BlackRock has filed a second Securitize‑powered tokenized fund with the SEC, signaling BUIDL’s $2.3B success is becoming a repeatable on‑chain RWA product line, not a pilot.
Summary
BlackRock has filed a new tokenized fund application with the U.S. Securities and Exchange Commission, once again choosing Securitize as the infrastructure provider, according to reporting by The Defiant. The filing has not yet been approved, and details on the fund’s target asset class, chain deployment and fee structure remain limited in the public record, but the move confirms that the world’s largest asset manager — overseeing more than $11.5 trillion in assets — is moving from pilot to product line in the tokenized fund space.
The new application leans on a relationship that has already produced one of the most successful tokenized fund launches in history. BlackRock and Securitize co-launched BUIDL, the BlackRock USD Institutional Digital Liquidity Fund, in March 2024 on Ethereum, initially targeting accredited investors with a $5 million minimum and a focus on short-term U.S. Treasury exposure. BUIDL has since grown to approximately $2.3 billion in assets, making it the largest tokenized Treasury fund globally and the clearest proof point that institutional demand for on-chain, yield-bearing dollar instruments is real and scalable.
Securitize, which serves as BUIDL’s transfer agent and tokenization platform, has built its business around being the regulated middleware between traditional fund structures and public blockchains. The firm is registered with the SEC as a transfer agent and operates a broker-dealer, giving it the compliance infrastructure that large asset managers need before they can list tokenized products to institutional clients. By returning to Securitize for a second filing, BlackRock is effectively endorsing that compliance stack as fit-for-purpose and signaling that it does not intend to build its own on-chain fund infrastructure from scratch.
The broader context matters here. BlackRock’s second filing arrives as the tokenized asset market is accelerating across multiple fronts simultaneously. A recent crypto.news story on Ondo Finance’s tokenized stock bridge detailed how the RWA tokenization market has scaled past $1.5 billion in TVL for equities alone, while a separate story on DTCC’s tokenized securities platform showed how post-trade infrastructure giants are now building the settlement rails that would make multi-billion-dollar tokenized fund flows operationally viable at scale.
For BlackRock, the strategic logic of a second tokenized fund is straightforward: BUIDL proved the model works for short-duration Treasury exposure, and a second product allows the firm to test a different asset class, duration profile or investor base on the same regulatory and technical architecture. The move also puts competitive pressure on Franklin Templeton, whose BENJI tokenized money market fund was an early BUIDL rival and whose XRPZ ETF recently led XRP spot inflows, and on Fidelity and State Street, both of which have filed or hinted at tokenized product ambitions of their own.

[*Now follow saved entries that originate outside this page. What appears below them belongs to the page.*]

PR #23, opened 2019-02-04
feat(commit-message-check): adding bash script for checking commit messages to circle ci (AEROGEAR-8465)

austincunningham:
## Motivation
adding bash script for checking commit messages to circle ci 
https://issues.jboss.org/browse/AEROGEAR-8465

## What
adding bash script for checking commit messages to circle ci 

## Why
to meet with the guide lines outline here
https://github.com/fheng/help/blob/master/development_process.md#commit-messages

## How
 adding bash script for checking commit messages to circle ci 
## Verification Steps
If this PR passes the circle ci build the you can consider it working

## Checklist:

## Progress

- [x] Finished task
- [ ] TODO


scripts/commit-filter-check.sh
```diff
@@ -0,0 +1,32 @@
...
+git log $currentbranch --pretty=format:"%H" --not master > shafile.txt
+
+# loops through the file an gets the message
+for i in `cat ./shafile.txt`;
+do 
+  # gets the git commit message based on the sha
+  gitmessage=`git log --format=%B -n 1 "$i"`
+
+  # fix(commit-filter-check): add commit messages (AEROGEAR-038928990423)
+   messagecheck=`echo $gitmessage | grep -w "feat\|fix\|docs" | grep "(AEROGEAR-" | grep "): "`
```
davidffrench: This does not seem to be working for me. I am testing it with `feat: sdasdsadsaas (AEROGEAR-asdsada)`

scripts/commit-filter-check.sh
```diff
@@ -0,0 +1,32 @@
...
+
+  # check to see if the messagecheck var is empty
+  if [ -z "$messagecheck" ]
+  then 
+        echo "$messagecheck"
+        echo "$gitmessage"
+        echo "failed commit message check"
```
davidffrench: Would be good to output why it failed, I know this adds extra complexity. Or at least list what the structure requirement is here.

scripts/commit-filter-check.sh
austincunningham: I would expect that to fail doesn't match the format
` feat(some txt): some txt (AEROGEAR-sometxt)`
Have a test repo on my own for different commits https://github.com/austincunningham/-git-commit-messages-filtering.git, checkout the branchname, didn't want to clutter production with test commit messages.

scripts/commit-filter-check.sh
austincunningham: will see what I can do

scripts/commit-filter-check.sh
davidffrench: The scope section is optional, i would have expected the above to pass.

scripts/commit-filter-check.sh
```diff
@@ -13,14 +13,37 @@ do
   gitmessage=`git log --format=%B -n 1 "$i"`
 
   # fix(commit-filter-check): add commit messages (AEROGEAR-038928990423)
-   messagecheck=`echo $gitmessage | grep -w "feat\|fix\|docs" | grep "(AEROGEAR-" | grep "): "`
+  messagecheck=`echo $gitmessage | grep -w "feat\|fix\|docs"`
```
davidffrench: Looking good. It happened to output all checks even though it only failed one. Is this happening for you? Again, I was using `feat: sdasdsadsaas (AEROGEAR-asdsada)`

scripts/commit-filter-check.sh
austincunningham: As its optional then no point checking will remove the check

scripts/commit-filter-check.sh
austincunningham: was seeing that issue when using ` instead of " for the string I was passing in. Not it seeing now

davidffrench: seems to be working fine for me now, weird.

PR #28, opened 2019-02-06
Aerogear 8503

davidffrench:
## Motivation
https://issues.jboss.org/browse/AEROGEAR-8503

## What
- Changing Swagger docs after ERD and router changes
- Fixing other minor errors in the code

## Why
Swagger docs are out of date

## Verification Steps
1. Install [Chrome extension](https://chrome.google.com/webstore/detail/swagger-ui-console/ljlmonadebogfjabhkppkoohjkjclfai?hl=en)
2. Paste [https://gist.githubusercontent.com/davidffrench/61a85d43bf2d526380bbc842960312d5/raw/b8e478b8e0efe547f48b1fbfe735187dbc92c71a/swagger.yml](https://gist.githubusercontent.com/davidffrench/61a85d43bf2d526380bbc842960312d5/raw/b8e478b8e0efe547f48b1fbfe735187dbc92c71a/swagger.yml) and press **Explore**

## Checklist:

## Progress

- [x] Finished task
- [ ] TODO


davidffrench:
@austincunningham They do, if you look at the bottom of the screenshot, you will see `BASE URL: /api`

austincunningham:
@davidffrench yea seen that but its a pet hate of mine with api docs that you never get the full route in the same place

api/swagger.yaml
```diff
@@ -151,9 +146,8 @@ definitions:
   AppInit:
     type: object
     properties:
-      id:
-        type: integer
-        format: int64
+      appId:
+        type: string
```
damienomurchu: Can I ask why the switch from integer to string & how this is being generated?

craicoverflow: > @davidffrench yea seen that but its a pet hate of mine with api docs that you never get the full route in the same place

@davidffrench @austincunningham I don't think `/api` is the base URL - it is the base path. Something like `http://my-server-addr.com` would be the base URL.

craicoverflow:
> @austincunningham They do, if you look at the bottom of the screenshot, you will see `BASE URL: /api`

@davidffrench @austincunningham I don't think `/api` is the base URL - it is the base path. Something like `http://my-server-addr.com` would be the base URL.

api/swagger.yaml
davidffrench: OF course, the appId will be in the format `A!B2C3D4E5.com.domainname.applicationname`

davidffrench:
> > @austincunningham They do, if you look at the bottom of the screenshot, you will see `BASE URL: /api`
> 
> @davidffrench @austincunningham I don't think `/api` is the base URL - it is the base path. Something like `http://my-server-addr.com` would be the base URL.

You are right, it was just the easiest way of putting it in the comment. In the changed doc, the property is `basePath`. I have no host or base url set. In the screenshot, swagger combines the host and basePath to list the `base url` at the bottom.

craicoverflow:
screenshot from 2019-02-06 10-44-19

Notice under **Response Messages** you list a 200 on **PUT** `/apps/{id}` but this isn't listed in the other endpoints (only 4xx's)

davidffrench:
> screenshot from 2019-02-06 10-44-19
> 
> Notice under **Response Messages** you list a 200 on **PUT** `/apps/{id}` but this isn't listed in the other endpoints (only 4xx's)

Swagger shows it in a strange way. The other ones do have a 200 response but since they have a response body, it shows it differently. This PUT does not have a response body.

At a policy level, the filing lands in the same week that the CLARITY Act is heading to Senate Banking Committee markup and the White House is pushing for Trump to sign a crypto market structure bill before July 4, a convergence that turns BlackRock’s SEC submission into more than a routine product launch. As a crypto.news story on BNY’s Abu Dhabi digital asset custody expansion illustrated, the largest names in traditional finance are no longer hedging their blockchain bets — they are building production infrastructure and filing with regulators, treating tokenization as the next decade’s core product category rather than an emerging technology experiment.